What to produce |
Could you print exactly the lines of the listing below, starting at the line that has "Rails 5 seems" and ending at the line that has "kevindew: > With", and only those lines?

-------- Information shown --------

PR #954, opened 2020-12-29
Sign in after subscribing

benthorner:
https://trello.com/c/hdOrNhuC/669-sign-in-after-subscribing

This PR changes the sign up journey so that the user will see the
manage page, instead of a dead-end "you've subscribed" page. Please
see the commits for more details.

Note that the design of the flash message is a mixture of the old and
new content, in order to work with the existing "success" component -
we will update this uniformly in future work.

## Before

Screenshot 2020-12-29 at 13 15 39

## After

Screenshot 2021-01-07 at 17 43 09


app/controllers/subscriber_authentication_controller.rb
```diff
@@ -1,4 +1,6 @@
 class SubscriberAuthenticationController < ApplicationController
+  include SessionsHelper
```
kevindew, line 2: Minor aside comment - I'm never too sure whether helpers are meant to be used for sharing controller methods, particularly via the include method which has a different context to views. Your approach seems reasonable here as this seems to be a trodden path in this app, but I do wonder about what the idiomatic Rails way is.

I'm left wondering should helpers that have no view purpose be helpers or should they be concerns.

Rails 5 seems to have added new things to make helper usage in controllers cleaner - which seems to suggest they might be encouraged. There is now a [`helpers`](https://github.com/rails/rails/pull/24866) method which means no helpers need importing and all are available e.g `helpers.authenticate_subscriber`

Anyway aside over 🤔

config/locales/subscription_authentication.yml
```diff
@@ -4,8 +4,14 @@ en:
...
     authenticate:
-      message: "You’ve subscribed successfully"
+      message: "You’ve subscribed to GOV.UK emails"
       description:
-        immediately: "You’ll get an email from GOV.UK each time we add or update a page about: %{title}"
-        daily: "You’ll get one email a day from GOV.UK about: %{title}"
-        weekly: "You’ll get one email a week from GOV.UK about: %{title}"
+        immediately_html: |
+          <p>You’ll get an email from GOV.UK each time we add or update a page about:</p><br/>
+          <p>%{title}</p>
```
kevindew, line 11: By putting block level HTML into these I wonder if we're actually taking something that has a pattern and structure and smushing it into this one description field. 

Perhaps you've actually got a different type of flash message here that takes 3 parameters: the action title ("You've subscribed..."), the detail ("You'll get an email...") and the subject (The list title). It feels a bit like we've created a mini view in the locale file with this approach.

kevindew (commented):
Looks great - just a comment around the last commits approach to think about.

config/locales/subscription_authentication.yml
benthorner: I agree it has formatting, although structure might be going a bit far here, as I think the only reason for the newline is to call attention to the list title.

That said, and despite having seen this approach elsewhere, since the content needs to be tested, but is not really suitable for use in tests.

With your suggestion, we'd still need to manually inject a couple of `<br>` tags, which we could do in the controller and would also be a bit unusual, albeit perhaps a bit simpler overall. Is that what you were thinking of?

kevindew: > With your suggestion, we'd still need to manually inject a couple of <br> tags, which we could do in the controller and would also be a bit unusual, albeit perhaps a bit simpler overall. Is that what you were thinking of?

Nah, I was thinking more like the view being along the lines of:

```
      <% capture description do %>
         <p><%= flash[:success]["detail"] %></p><br><p><%= flash[:success]["subject"] %></p>
      <% end %>
      <%= render 'govuk_publishing_components/components/success_alert', {
        message: flash[:success]["message"],
        description: description
      } %>
```

Where the view understands the flash structure and knows how to convert it rather than this being a controller concern. Bit clunky I know just feels like view is the place to deal with the HTML structure.

benthorner: Ah, I wasn't so keen on that: conceptually I'm not sure "subject" means a whole lot. Looking at the other views, there's a precedent for having one flash per use case, so I've amended the (now) second-last commit to do that. It has the advantage that we're no longer passing around the list title, which avoids another instance of [this](https://trello.com/c/XoOHgGIh/473-fix-email-alert-frontend-raising-500-errors-when-users-unsubscribe-from-lists-with-long-titles).

What do you think?

(I also added another small commit, following a product review.)

app/views/subscriptions_management/index.html.erb
```diff
@@ -2,15 +2,30 @@
...
-
     <% if flash[:success] %>
       <%= render 'govuk_publishing_components/components/success_alert', {
         message: flash[:success]["message"],
         description: flash[:success]["description"],
       } %>
     <% end %>
 
+    <% if flash[:subscription] %>
+      <% subscription = @subscriptions[flash[:subscription]['id']] %>
```
kevindew, line 13: Is there any risk that this will result in a nil? I'm assuming flash data gets set on a previous request and there's always a remove chance that `@subscriptions` doesn't have the key - which, I guess, would then result in an exception?

You could resolve this with `if flash[:subscription] && (subscription = @subscriptions[flash[:subscription]['id']])`

kevindew (commented):
That's great - I think this looks much nicer handled in the view. Just a small concern to address.

app/views/subscriptions_management/index.html.erb
benthorner: Hmm...I don't think so, which makes it awkward to write a test for. This flash is only shown just after the subscription has been created. In theory, someone could unsubscribe from it in the small amount of time when the redirect is happening, but that's veering towards impossible. Can you think of another scenario?

kevindew: Hmm sure, I don't have a good example of a realistic scenario. It just feels like something where why risk a crash from my opinion - so an example of defensive coding thing rather than something to test. I don't mind too much if you want to leave the risk in but my suggestion would be to just implicitly check for it's existence before proceeding.

benthorner: OK. I've added another commit with a test for the subscription.

kevindew (approved):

--------

Problem solution |
Rails 5 seems to have added new things to make helper usage in controllers cleaner - which seems to suggest they might be encouraged. There is now a [`helpers`](https://github.com/rails/rails/pull/24866) method which means no helpers need importing and all are available e.g `helpers.authenticate_subscriber`

Anyway aside over 🤔

config/locales/subscription_authentication.yml
```diff
@@ -4,8 +4,14 @@ en:
...
     authenticate:
-      message: "You’ve subscribed successfully"
+      message: "You’ve subscribed to GOV.UK emails"
       description:
-        immediately: "You’ll get an email from GOV.UK each time we add or update a page about: %{title}"
-        daily: "You’ll get one email a day from GOV.UK about: %{title}"
-        weekly: "You’ll get one email a week from GOV.UK about: %{title}"
+        immediately_html: |
+          <p>You’ll get an email from GOV.UK each time we add or update a page about:</p><br/>
+          <p>%{title}</p>
```
kevindew, line 11: By putting block level HTML into these I wonder if we're actually taking something that has a pattern and structure and smushing it into this one description field. 

Perhaps you've actually got a different type of flash message here that takes 3 parameters: the action title ("You've subscribed..."), the detail ("You'll get an email...") and the subject (The list title). It feels a bit like we've created a mini view in the locale file with this approach.

kevindew (commented):
Looks great - just a comment around the last commits approach to think about.

config/locales/subscription_authentication.yml
benthorner: I agree it has formatting, although structure might be going a bit far here, as I think the only reason for the newline is to call attention to the list title.

That said, and despite having seen this approach elsewhere, since the content needs to be tested, but is not really suitable for use in tests.

With your suggestion, we'd still need to manually inject a couple of `<br>` tags, which we could do in the controller and would also be a bit unusual, albeit perhaps a bit simpler overall. Is that what you were thinking of?

kevindew: > With your suggestion, we'd still need to manually inject a couple of <br> tags, which we could do in the controller and would also be a bit unusual, albeit perhaps a bit simpler overall. Is that what you were thinking of?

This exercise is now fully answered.